PR #2014, opened 2022-05-24
feat(atomic): add atomic-result-html component

olamothe:
Add two components to output HTML (atomic-html, atomic-result-html), especially useful for results.

Use `DOMPurify` to optionally sanitize the HTML.

Also fixed a bug in Headless with highlight function: When there's no highlights (ie: an empty array is passed to the function), it would return the un-escaped value.

https://coveord.atlassian.net/browse/KIT-1122


btaillon (approved):
looks good! although I'm curious what's the use case for this exactly

olamothe:
> looks good! although I'm curious what's the use case for this exactly

People that want to display field properties from their result which contains HTML.

packages/atomic/src/utils/result-utils.ts
```diff
@@ -67,6 +72,16 @@ export function buildStringTemplateFromResult(
   });
 }
 
+export function getStringValueFromResultORNull(result: Result, field: string) {
```
ThibodeauJF, line 75:
```suggestion
export function getStringValueFromResultOrNull(result: Result, field: string) {
```

ThibodeauJF: +1 add doc

ThibodeauJF (approved):

packages/atomic/src/components.d.ts
```diff
@@ -289,6 +289,16 @@ export namespace Components {
     }
     interface AtomicFrequentlyBoughtTogether {
     }
+    interface AtomicHtml {
+        /**
+          * Specify if the content should be sanitized, using `DOMPurify` (https://www.npmjs.com/package/dompurify).
```
npushkarskii, line 294:
```suggestion
          * Specify if the content should be sanitized using [`DOMPurify`](https://www.npmjs.com/package/dompurify).
```

For this and other occurrences of this phrase 🙏

packages/atomic/src/components.d.ts
```diff
@@ -289,6 +289,16 @@ export namespace Components {
...
+         */
+        "sanitize": boolean;
+        /**
+          * The string value containg HTML to display;
```
npushkarskii, line 298:
```suggestion
          * The string value containing HTML to display;
```

For this and other occurrences of this phrase 🙏

packages/atomic/src/components.d.ts
```diff
@@ -611,6 +621,16 @@ export namespace Components {
     }
     interface AtomicResultFieldsList {
     }
+    interface AtomicResultHtml {
+        /**
+          * The result field which the component should use. This will look in the Result object first, and then in the Result.raw object for the fields. It is important to include the necessary field in the ResultList component.
```
npushkarskii, line 626:
```suggestion
          * The result field which the component should use.
          * If set, Atomic searches for the specified field in the `Result` object first.
          * If there's no such a field, Atomic searches throught the `Result.raw` object.
          * It's important to include the necessary field in the `ResultList` component.
```

For this and other occurrences of this comment🙏

npushkarskii (approved):
Looks just great! 💎 However, I requested a couple of changes 🙏

packages/atomic/src/components/result-template-components/atomic-result-html/atomic-result-html.tsx
```diff
@@ -0,0 +1,52 @@
...
+ *
+ * There is an inherent XSS security concern associated with the usage of this component.
+ *
+ * Use only with fields for which you are certain the data is harmless.
+ */
+@Component({
+  tag: 'atomic-result-html',
+  shadow: false,
+})
+export class AtomicResultHtml implements InitializableComponent {
```
mbenkirane-coveo, line 22: Why would a user use AtomicResultHTML instead of AtomicHTML if it's less safe?

olamothe: Both have the same level of "dangerousness". 

AtomicResultHTML uses AtomicHTML under the hood in its render method.

The difference is that AtomicResultHTML makes it easy to pull values from field results (so, data that is relevance in the context of trying to render result templates), as opposed to a generic "any string" property used by AtomicHTML.

packages/atomic/src/components/result-template-components/atomic-result-html/atomic-result-html.tsx
```diff
@@ -0,0 +1,52 @@
...
+  @InitializeBindings() public bindings!: Bindings;
+  @ResultContext() private result!: Result;
+
+  @Element() private host!: HTMLElement;
+
+  @State() public error!: Error;
+
+  /**
+   * The result field which the component should use.
+   * This will look in the Result object first, and then in the Result.raw object for the fields.
```
liviarett, line 32: maybe add a 'if not found, element won't be included in the dom'?

packages/atomic/src/components/atomic-html/atomic-html.tsx
```diff
@@ -0,0 +1,46 @@
...
+
+  public connectedCallback() {
+    if (!this.value) {
+      this.error = new Error('The "value" attribute must be defined.');
+    }
+  }
+
+  public render() {
+    return (
+      <span
```
liviarett, line 41: should we allow to choose the tag?

packages/atomic/src/components/atomic-html/atomic-html.tsx
```diff
@@ -0,0 +1,46 @@
...
+        innerHTML={this.sanitize ? DOMPurify.sanitize(this.value) : this.value}
```
mbenkirane-coveo, line 42: In which cases would a user not want to sanitize their html?

packages/atomic/src/components/result-template-components/atomic-result-html/atomic-result-html.tsx
mbenkirane-coveo: I see !

packages/atomic/src/components/atomic-html/atomic-html.tsx
olamothe: If they want to display a source they really trust "as is". In the scenario that DOMPurify would improperly sanitize something that should not have been.

packages/atomic/cypress/integration/result-list/result-components/result-html.cypress.ts
```diff
@@ -0,0 +1,113 @@
...
+        )
+        .withCustomResponse((response) =>
+          response.results.forEach((result) => {
+            result.raw[field] = rawValue;
+          })
+        )
+        .init();
+    }
+
+    describe('when the "sanitize" prop is true', () => {
```
mbenkirane-coveo, line 85: Would it be possible to implement some sort of unit test to see if the html is getting properly sanitized?

olamothe: Yes, this is what this test does in fact:  It verifies that it sanitize the `onerror` property of the image on line 67

PR #2023, opened 2022-05-25
fix(quantic): formattingFunction passed correctly to duplicated numeric and date facets

mmitiche:
[SFINT-4525](https://coveord.atlassian.net/browse/SFINT-4525)
When the numeric/date facet is in a search interface and the formattingFunction property  is not specified, the QuanticRefineModalContent fails to attribute the default formattingFunction method that should be used to the duplicated numeric/date facet.
QuanticRefineModalContent can't access the default formatting function defined inside the numeric/date facet.

err

The solution is to get the `formattingFunction` from the Quantic Store instead of trying to get it from the facet element directly.

QuanticStore

The formattingFunction is always saved when we register a numeric/date facet to the quantic store.


lbergeron (approved):
It would be nice to have this change covered by tests as well.

nathanlb (approved):

erocheleau (approved):

aelfaleh (approved):

PR #2024, opened 2022-05-25
fix(atomic): sanitize facet value to use them as parts

olamothe:
https://coveord.atlassian.net/browse/KIT-1264

### DIFF
--- a/packages/atomic/src/components/facets/atomic-color-facet/atomic-color-facet.tsx
+++ b/packages/atomic/src/components/facets/atomic-color-facet/atomic-color-facet.tsx
@@ -296,9 +296,7 @@ export class AtomicColorFacet
       this.bindings.i18n
     );
     const isSelected = facetValue.state === 'selected';
-    const partValue = displayValue
-      .match(new RegExp('-?[_a-zA-Z]+[_a-zA-Z0-9-]*'))
-      ?.toString();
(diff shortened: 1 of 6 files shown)


packages/atomic/src/components/facets/atomic-color-facet/atomic-color-facet.tsx
```diff
@@ -296,9 +296,7 @@ export class AtomicColorFacet
       this.bindings.i18n
     );
     const isSelected = facetValue.state === 'selected';
-    const partValue = displayValue
-      .match(new RegExp('-?[_a-zA-Z]+[_a-zA-Z0-9-]*'))
-      ?.toString();
+    const partValue = facetValue.value.replace(/[^a-z0-9]/gi, '');
```
olamothe, line 299: This could technically be considered a breaking change, since it was using `displayValue` before, but now is using the actual value coming from the API.

It's just that it does not seem right to be using the display value here ?

You would need one css file for each language you want to support... 😅

btaillon (approved):

packages/atomic/src/components/facets/atomic-color-facet/atomic-color-facet.tsx
olamothe: Will use 2 parts

PR #2025, opened 2022-05-25
feat(atomic): added heading-level prop to facets

btaillon:
https://coveord.atlassian.net/browse/KIT-1676

The alternative was to recommend implementers to add a heading before each facet, but that would cause screen readers to repeat the same heading twice, so I prefer to do this. This also follows the same pattern as for the smart snippet.

When no heading level is set, the only side-effect of this change is that the `span` in headings is now a `div`.

### DIFF
--- a/packages/atomic/src/components/facets/facet-common.ts
+++ b/packages/atomic/src/components/facets/facet-common.ts
@@ -33,7 +33,8 @@ export type BaseFacet<FacetType extends AnyFacetType> = {
   NumberOfIntervalsProp<FacetType> &
   SortCriterionProp<FacetType> &
   DisplayValuesAsProp &
-  CollapsedProp;
+  CollapsedProp &
+  HeadingLevelProp;
 
 type PropsOnAllFacets = {
   facetId?: string;
@@ -87,6 +88,8 @@ type DisplayValuesAsProp = {
 };
 
 type CollapsedProp = {isCollapsed?: boolean};
+
+type HeadingLevelProp = {headingLevel?: number};
 
 export interface FacetValueProps {
   i18n: i18n;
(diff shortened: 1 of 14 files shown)


packages/atomic/src/components/facets/facet-common.ts
```diff
@@ -88,6 +89,8 @@ type DisplayValuesAsProp = {
 
 type CollapsedProp = {isCollapsed?: boolean};
 
+type HeadingLevelProp = {headingLevel?: number};
```
olamothe, line 92: Should it be mandatory on all types of facets ? Even segmented facets ?

If so, it should probably be non optional, and part of the `props on all facets` type.

The goal of these types is to make it obvious when you create a new type of facet what are all the options you should be implementing, so that there's standardization across very similar components.

We should try to make as much option non optional, when it's possible to do so.

packages/atomic/src/components/facets/facet-header/facet-header.tsx
```diff
@@ -4,12 +4,14 @@ import ArrowBottomIcon from 'coveo-styleguide/resources/icons/svg/arrow-bottom-r
...
 import {i18n} from 'i18next';
 import {Button} from '../../common/button';
+import {Heading} from '../../common/heading';
 
 export interface FacetHeaderProps {
   i18n: i18n;
   label: string;
   numberOfSelectedValues: number;
   isCollapsed: boolean;
+  headingLevel?: number;
```
olamothe, line 14: Should probably be non optional here, and have caller of this component pass in `0` if they don't need heading.

olamothe (approved):

packages/atomic/src/components/facets/facet-common.ts
btaillon: I don't think it should be mandatory for segmented facets

npushkarskii (approved):
Looks good! 🎉

ThibodeauJF (approved):

PR #2029, opened 2022-05-26
fix(atomic): changed category facet lists to nested lists

btaillon:
https://coveord.atlassian.net/browse/KIT-1677

This didn't really change anything with all the screen readers I tested, apart from VoiceOver on Mac OS with Firefox (not Safari), which read out the nesting level every time we focus on a button.

To avoid breaking existing implementations that might've used `display: flex` or `display: grid` on any of the parts, I added `display: contents` on every `ul` and `li` element whose sole purpose is nesting.

This change is slightly breaking, since:
* `[part="parents"]` now wraps `[part="values"]`
* `[part="parent-active"]` used to only wrap `[part="active-parent"]`, but now also wraps `[part="values"]`

I didn't add E2E tests yet, since this is a pretty big change and I don't want to waste time if we choose not to do this. If you guys like those changes, I'll add E2E tests and re-request reviews.

Visually, the component looks the exact same. Nothing has changed.

# Hierarchy comparison
image

## Before
* `ul[part="parents"]`
  * `li > button >` All categories
  * `li > button >` Computers & Tablets
  * `li > button >` Computer Accessories & Peripherals
  * `li > button >` Laptop Accessories
  * `li[part="parent-active"] > button >` Laptop Bags & Cases
* `ul[part="values"]`
  * `li > button >` Laptop Backpacks
  * `li > button >` Laptop Sleeves
  * `li > button >` Laptop Briefcases
  * `li > button >` Laptop Hard-Shell Cases
  * `li > button >` Laptop Messenger Bags

## After
* `ul[part="parents"] > li`
  * `button >` All categories
  * `ul > li`
    * `button >` Computers & Tablets
    * `ul > li`
      * `button >` Computer Accessories & Peripherals
      * `ul > li`
        * `button >` Laptop Accessories
        * `ul > li[part="parent-active"]`
          * `button >` Laptop Bags & Cases
          * `ul[part="values"]`
            * `li > button >` Laptop Backpacks
            * `li > button >` Laptop Sleeves
            * `li > button >` Laptop Briefcases
            * `li > button >` Laptop Hard-Shell Cases
            * `li > button >` Laptop Messenger Bags

### DIFF
--- a/packages/atomic/src/components/facets/atomic-category-facet/atomic-category-facet.tsx
+++ b/packages/atomic/src/components/facets/atomic-category-facet/atomic-category-facet.tsx
@@ -1,4 +1,4 @@
-import {Component, h, State, Prop, Element} from '@stencil/core';
+import {Component, h, State, Prop, Element, Fragment} from '@stencil/core';
 import {
   CategoryFacet,
   buildCategoryFacet,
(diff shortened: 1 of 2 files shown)


btaillon:
> By a breaking change, you mean that the CSS is affected and that the parts now react/appear in a wrong way?

I mean that if, for instance, somebody decided to add a border around the `parents` part, it now appears around both the parents and the children.

ThibodeauJF:
I'd say since it comes with possible breaking changes & we don't gain anything but stylepoints regarding accessibility... let's only do this when we bump to v2

Moreover, none of these "lists" will have more than 1 element, they're not really nested list just a list of parents/grandparents & a list of children:
Screen Shot 2022-05-26 at 3 43 09 PM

####

## TO DO
For every line above that includes the word "feat", return the line.

## REPLY TO THE TASK
feat(atomic): add atomic-result-html component
feat(atomic): added heading-level prop to facets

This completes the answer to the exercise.